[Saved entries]

§

PR #2239, opened 2026-08-27
fix(mcp): bound stdio bridge session lifetime

ohdearquant:
## Problem

An abandoned stdio bridge session holds resources indefinitely. A client whose pipe never
closes but which stops sending requests pins its reader-pool admission slot and its DB
connection for as long as the parent process lives. Nothing in the session lifetime bounds
that: the only exit was real EOF.

## Change

Two independent bounds, plus the accounting that makes the first one safe.

- **Response-delivery deadline** (`KHIVE_BRIDGE_RESPONSE_DEADLINE_SECS`, default 300s, on by
  default). A response write that never resolves — a peer that admits a request and then
  stops reading while holding the pipe open — is abandoned at the deadline. Timing the write
  out drops it, which releases the writer lock that a later `close()` would otherwise block
  on, and closes the session. `0` is a startup error naming the variable, the value, and the
  accepted range, not a silent opt-out: a disabled deadline restores the unbounded
  pending-write defect the deadline exists to close.
- **Idle-session timeout** (`KHIVE_BRIDGE_IDLE_TIMEOUT_SECS`, **off by default**). When
  configured, a session quiet for that long closes.
- **Request-obligation TTL** (`KHIVE_BRIDGE_REQUEST_OBLIGATION_SECS`, default 3600s). How
  long an admitted request whose response has not been written keeps deferring the idle
  close.

### Why idle reaping is off by default

[ADR-091](docs/adr/ADR-091-wal-snapshot-lifetime.md) lists "kill long-lived reader sessions"
among its rejected alternatives, on the ground that long-lived stdio sessions are live
clients and that bounding what they hold underneath them is the better fix. Closing a session
after an hour of quiet is that rejected policy whatever the mechanism, because this transport
has no signal separating an abandoned pipe from a client that simply has not been asked
anything. Enabling it by default would reverse an accepted decision from inside an unrelated
change. It is an operator's explicit act instead: a supervised deployment, a CI harness, a
batch runner. Making it the default is an ADR-091 amendment, not a different number here.

An unparsable value falls back to *disabled* rather than to an hour, so a typo cannot start
closing live sessions.

### Why the obligation is timestamped rather than counted

The idle check must not treat a session with work outstanding as idle, or it cancels a
running handler out from under itself. But rmcp spawns each request handler with
`spawn_service_task` and drops the join handle, so a handler that panics never reaches the
response construction that clears its obligation. Deferring on an outstanding obligation with
no bound hands any panicking handler the power to disable idle reaping for the life of the
session — the unbounded lifetime the timeout exists to close, reintroduced through its own
guard.

So the transport records each request's admission instant and defers only while the newest
outstanding obligation is younger than the TTL. The TTL is deliberately not the idle window:
tying them together would make a handler that runs longer than one quiet window stop
protecting its own session, which is the guarantee the obligation provides.

### Why obligations are keyed by request id

The freshness rule reads the newest outstanding admission, so the entry it reads has to be
one that is genuinely still outstanding. rmcp spawns each handler and each response send
independently, so a newer request's response can finish before an older request's. Retiring
the oldest entry on any completion — the obvious FIFO reading of "a response arrived, so one
obligation is discharged" — would then retire the older request's admission for the newer
request's completion and leave a *completed* request's instant as the newest entry. The
freshness test would read that instant and keep deferring past the older obligation's TTL,
restoring the unbounded session lifetime this guard exists to close.

Entries are therefore `(RequestId, Instant)` and retirement removes the entry whose id
matches the response or error being written. `JsonRpcError.id` is optional, because a parse
error has no id to echo, so those retire nothing — which is correct: no obligation was ever
admitted for them.

Keying retirement changes what happens to a request that never produces a response at all: a
handler that panics, or a request the peer cancels. Oldest-first retirement removed *some*
entry on every completion, so the queue tracked admissions minus completions. Keyed
retirement removes only the entry whose response was written, so an unanswered request would
hold its slot for the life of the session and a long-lived session would accumulate one per
such request without bound. An entry past the TTL is already not evidence of life — the
freshness check will not defer on it — so keeping it buys nothing, and entries past the TTL
are dropped whenever the queue is touched. They are pushed in admission order, so the stale
ones are a prefix.

A request also counts as in flight until its response has finished *writing*, not merely been
handed to the transport send. rmcp spawns the response send and the framed write awaits the
transport writer, so a backpressured reader leaves the write pending well after the handler
returns; counting that as idle would cancel a session out from under an undelivered response.

The idle check races a single pinned `receive()` future rather than starting a fresh one per
deferred window, so a request arriving fragmented across a window is reassembled instead of
losing its already-read prefix.

## Known gap

The response-delivery deadline covers responses this transport writes. It does not cover
parse-error responses, which the underlying line transport writes directly through its own
framed writer without passing through the deadline. A peer that sends malformed input and
then stops reading can leave that one write pending. What bounds it depends on what else the
session has outstanding, and the idle window alone is not the answer:

- Idle timeout disabled: nothing bounds it.
- Idle timeout enabled, nothing else outstanding: the idle window bounds it.
- Idle timeout enabled with a request still awaiting its response: the idle close defers
  while that obligation is fresh, so the bound is the request-obligation TTL rather than the
  idle window. A peer can reach this deliberately by admitting a request and then sending
  malformed input.

Closing the gap requires replacing or adapting the line transport, which is out of scope here
and documented in `docs/configuration.md`.

## Tests

Ten tests, each asserting an outcome rather than a return value.

| Test | Asserts |
| --- | --- |
| `stdio_idle_timeout_cancels_root_without_eof` | the timeout alone ends the session |
| `stdio_idle_timeout_does_not_reap_client_with_intermittent_traffic` | traffic inside the window keeps it alive |
| `stdio_idle_timeout_does_not_cancel_an_admitted_long_running_request` | a slow handler is not idle |
| `stdio_idle_timeout_does_not_cancel_while_a_response_write_is_backpressured` | a pending write is not idle |
| `stdio_idle_timeout_reaps_a_peer_that_stops_reading_its_response` | the delivery deadline fires and closes |
| `stdio_idle_timeout_preserves_a_fragmented_request_while_another_is_in_flight` | the pinned receive keeps a partial frame |
| `stdio_idle_timeout_reaps_a_session_whose_handler_never_answers` | an obligation past its TTL stops deferring |
| `stdio_idle_timeout_reaps_on_the_older_obligation_when_a_newer_one_completes_first` | out-of-order completion does not extend the session |
| `stdio_obligation_queue_drops_entries_past_their_ttl` | an unanswered request does not hold its slot forever |
| `response_deadline_from_env_rejects_zero` | `=0` is a startup error naming variable, value, and range |

The negative tests are the substance. Without them, a timeout that fires during a slow
handler or a backpressured write passes a "does it time out" check while doing exactly the
damage the feature must not do. The never-answers test asserts the fresh case first, so it
cannot pass against a build that simply ignores in-flight work; wiring the freshness check to
a constant true reddens that test and only that test.

A test that asserts a non-event passes just as well against a build whose timer was never
armed, so each "does not cancel" test also asserts, through a shared helper, that once
nothing is protecting the session the timer does close it — with the pipe still open, so
nothing but the timer can be what ended the session. Forcing the transport to read its idle
timeout as unconfigured reddens every test that configures one and leaves the others green.

The out-of-order test picks timings that separate correct behaviour from the defect rather
than merely exercising the path: two requests admitted 1500ms apart against a 2000ms
obligation TTL, the first parked forever and the second answered promptly. Correct behaviour
closes about 2000ms after the first admission; FIFO retirement closes at about 3500ms, and
the assertion sits between them.

## Gates

At `64f9ff03de7a5b26c9c7b8648e28bed48c1435fd`: `cargo fmt --all --check` clean,
`cargo clippy -p khive-mcp --all-targets -- -D warnings` with no warning or error lines,
`RUSTDOCFLAGS="-D warnings" cargo doc -p khive-mcp --no-deps` clean, and
`cargo test -p khive-mcp --lib` at 438 passed / 0 failed.

### DIFF
--- a/crates/khive-mcp/src/server.rs
+++ b/crates/khive-mcp/src/server.rs
@@ -7828,6 +7828,92 @@ mod request_read_cancellation_tests {
         );
     }
 
+    /// Regression: two outstanding obligations under one request id are
+    /// refused, not resolved by guessing.
+    ///
+    /// Retirement matches on request id, so two live entries sharing an id
+    /// make it ambiguous which one a completing response discharges — and both
+    /// resolutions are wrong in opposite directions. Removing the first match
+    /// can leave a *completed* request's instant as the newest entry, so the
+    /// freshness check defers past the older obligation's TTL: the unbounded
+    /// session this whole mechanism exists to close. Removing the last match
+    /// can leave the older instant, so the session closes out from under a
+    /// live handler. The transport cannot tell the two apart, so it refuses
+    /// the second admission instead.
+    ///
+    /// Idle reaping is off and the pipe is deliberately never closed, so the
+    /// refusal is the only thing that can end this session. A build that
+    /// admitted the duplicate would leave `root` uncancelled and this test
+    /// would exhaust its bound.
+    #[tokio::test]
+    async fn stdio_refuses_a_second_outstanding_obligation_under_one_request_id() {
+        use rmcp::transport::async_rw::AsyncRwTransport;
+        use tokio::io::AsyncWriteExt;
+
+        let first_admitted = Arc::new(tokio::sync::Notify::new());
+        let probe = OutOfOrderProbeServer {
+            first_admitted: first_admitted.clone(),
+            calls: Arc::new(std::sync::atomic::AtomicUsize::new(0)),
+        };
+        let root = tokio_util::sync::CancellationToken::new();
+        let (server_io, client_io) = tokio::io::duplex(16 * 1024);
+        let (server_read, server_write) = tokio::io::split(server_io);
+        let transport = crate::transport::CancelOnEofTransport::with_idle_timeout(
+            AsyncRwTransport::new_server(server_read, server_write),
+            root.clone(),
+            // No idle timer: only the duplicate-id refusal can close this.
+            None,
+            None,
+            Some(Duration::from_secs(3600)),
+        );
+        let obligations = transport.in_flight_handle();
+        let running = rmcp::service::serve_directly_with_ct(probe, transport, None, root.clone());
+        let (_client_read, mut client_write) = tokio::io::split(client_io);
+
+        let request = b"{\"jsonrpc\":\"2.0\",\"id\":1,\"method\":\"tools/call\",\
+                        \"params\":{\"name\":\"probe\",\"arguments\":{}}}\n";
+        client_write
+            .write_all(request)
+            .await
+            .expect("write the first request");
+        tokio::time::timeout(Duration::from_secs(2), first_admitted.notified())
+            .await
+            .expect("rmcp never admitted the first request");
+
+        // Premise: id 1 is genuinely still outstanding. Without this the second
+        // request would just be a reuse after retirement, which is legitimate
+        // and not what this test is about.
+        assert_eq!(
+            obligations.lock().expect("obligation queue poisoned").len(),
+            1,
+            "fixture premise: the first request must still be outstanding when the duplicate \
+             arrives, otherwise nothing is ambiguous"
+        );
+        assert!(
+            !root.is_cancelled(),
+            "fixture premise: a single outstanding request must not have closed the session"
+        );
+
+        client_write
+            .write_all(request)
+            .await
+            .expect("write the duplicate-id request");
+
+        let deadline = std::time::Instant::now() + Duration::from_secs(5);
+        while !root.is_cancelled() && std::time::Instant::now() < deadline {
+            tokio::time::sleep(Duration::from_millis(20)).await;
+        }
+        assert!(
+            root.is_cancelled(),
+            "a second outstanding obligation under an id that already has one must close the \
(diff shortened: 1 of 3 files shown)


ohdearquant:
Superseded by #2241, which carries the same fix in a reviewable scope.

This branch bundled the session-lifetime bounds with a set of timing tests that
assert the absence of an event within a wall-clock margin. Those tests cannot
fail fast and cannot distinguish a correct implementation from a slow machine,
so they were removed rather than tuned. #2241 keeps the three bounds and the
five tests that assert observed state transitions, at 957 insertions against
1682 here.

The deterministic-clock work those removed tests were reaching for is real and
follows in its own change: the transport currently mixes Tokio timers with
`std::time::Instant`, so pausing Tokio's clock does not move the obligation
freshness check. A clock seam is what makes those cases testable without
sleeping, and the regression test for the ordered-polling fix belongs with it.

No commits from this branch are lost; #2241 is built from them.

§

• [What you should do]: Retype the records above, but only those lines that fall between the line containing "handler is not idle |" and the line containing "timeout as unconfigured", with both of those lines included, exactly as written.

• [Task output]:
| `stdio_idle_timeout_does_not_cancel_an_admitted_long_running_request` | a slow handler is not idle |
| `stdio_idle_timeout_does_not_cancel_while_a_response_write_is_backpressured` | a pending write is not idle |
| `stdio_idle_timeout_reaps_a_peer_that_stops_reading_its_response` | the delivery deadline fires and closes |
| `stdio_idle_timeout_preserves_a_fragmented_request_while_another_is_in_flight` | the pinned receive keeps a partial frame |
| `stdio_idle_timeout_reaps_a_session_whose_handler_never_answers` | an obligation past its TTL stops deferring |
| `stdio_idle_timeout_reaps_on_the_older_obligation_when_a_newer_one_completes_first` | out-of-order completion does not extend the session |
| `stdio_obligation_queue_drops_entries_past_their_ttl` | an unanswered request does not hold its slot forever |
| `response_deadline_from_env_rejects_zero` | `=0` is a startup error naming variable, value, and range |

The negative tests are the substance. Without them, a timeout that fires during a slow
handler or a backpressured write passes a "does it time out" check while doing exactly the
damage the feature must not do. The never-answers test asserts the fresh case first, so it
cannot pass against a build that simply ignores in-flight work; wiring the freshness check to
a constant true reddens that test and only that test.

A test that asserts a non-event passes just as well against a build whose timer was never
armed, so each "does not cancel" test also asserts, through a shared helper, that once
nothing is protecting the session the timer does close it — with the pipe still open, so
nothing but the timer can be what ended the session. Forcing the transport to read its idle
timeout as unconfigured reddens every test that configures one and leaves the others green.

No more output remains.